My dog is Alyska, which is a variant of Alaska and means That which the Sea Breaks Against. Which I think is very lovely and fits her well, though we call her Yska most of the time.

And we decided if we ever got another (we want black or dark sable) we'd name it's Newark if it was a male because Alyska is a variant of Alaska and Newark is a City in New Jersey so I thought Alaska=snow/ white, Newark = smog/Black or Ivayla if it was a Female, which means Wolf.


----------



## travich

Samara


----------



## BigJB

Our newest GSD is named Remi, short for Remington. We recently lost our other shepherd Justice after 8 yrs battling pancreatitis. Since we're firefighter / EMT's and the wife works for county PD, we name our shepherds law enforcement related. Our other pooch is a Jack Russel Terrier and is named Hallie, who is registered as **** on Wheels Halligan.


----------



## ksdilli

Our girl is Nyx - Greek goddess of night who stood at the edge of creation. 


Sent from my iPad using Tapatalk


----------



## ksdilli

Roman'sGirl1975 said:


> I have a black male named Nyx after the Greek night goddess, I also have a husky mix that I named Cheveyo meaning Spirit Warrior when translated from Hopi to English, I want to name a pup Wyakin or Wyaka meaning Spirit Guide.
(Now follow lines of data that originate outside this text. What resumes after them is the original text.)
PR #5136, opened 2022-03-26
feat: config additions

m-schmoock:
This adds config and commanline switches for HTLC min/max values and announcement of auto discovered IPs

### DIFF
--- a/doc/lightningd-config.5.md
+++ b/doc/lightningd-config.5.md
@@ -278,6 +278,23 @@ values), and the order is "opening", "mutual_close", "unilateral_close",
 You would usually put this option in the per-chain config file, to avoid
 setting it on Bitcoin mainnet!  e.g. `~rusty/.lightning/regtest/config`.
 
+ **htlc-minimum-msat**=*MILLISATOSHI*
+Default: 0. Sets the minimal allowed HTLC value for newly created channels.
+If you want to change the `htlc_minimum_msat` for existing channels, use the
+RPC call lightning-setchannel(7).
+
+ **htlc-maximum-msat**=*MILLISATOSHI*
+Default: unset (no limit). Sets the maximum allowed HTLC value for newly created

How awesome! Our female is Nyx!










Sent from my iPad using Tapatalk


----------



## Duke27

We just went with something simple. Duke.


----------



## jawf1sh

I'm putting a deposit down for a GSD pup shortly, so I just signed up for an account here after using the site for some research. I'm already starting to think of names and saw this topic and had to reply. I've fostered a number of rescue dogs over the years, so I keep a list of names on my phone in case we get a last minute addition. 
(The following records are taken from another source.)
PR #5141, opened 2022-03-28
tests: add test that pay gets update correct.

rustyrussell:
This is the part which works: we have another old PR (or simply
uncomment the FIXME section) for the routehint case.

Closes: #4781
See-also: #4808


vincenzopalazzo (approved):
ack https://github.com/ElementsProject/lightning/pull/5141/commits/674b63be9270049516901ad0583f1926dc688be7

PR #5143, opened 2022-03-29
subd: make channel/peer own the subd.

rustyrussell:
We get some memleak reports because ld owns the subd, but once
the peer/channel is freed, there's no reference for the brief time
until the subd exits.

This happens for both opening and closingd.  For openingd, the
peer owns it, for others (including dualopend) the channel owns it.


vincenzopalazzo (approved):
Cool!

ack https://github.com/ElementsProject/lightning/pull/5143/commits/d245338ae4a091aedab752fea53bd13b7dfdff94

I recently lost my GSD mix whose name was Jake, not all that original. My other current dogs are a male French Bulldog named Remy and 2 female terrier mix street dogs named Tegan & Dani. While Dani wasn't specifically named after Danica Patrick, we tend to call her that when she's in trouble. Tegan is the hyper dog in the household and I often call her spazapotamus. 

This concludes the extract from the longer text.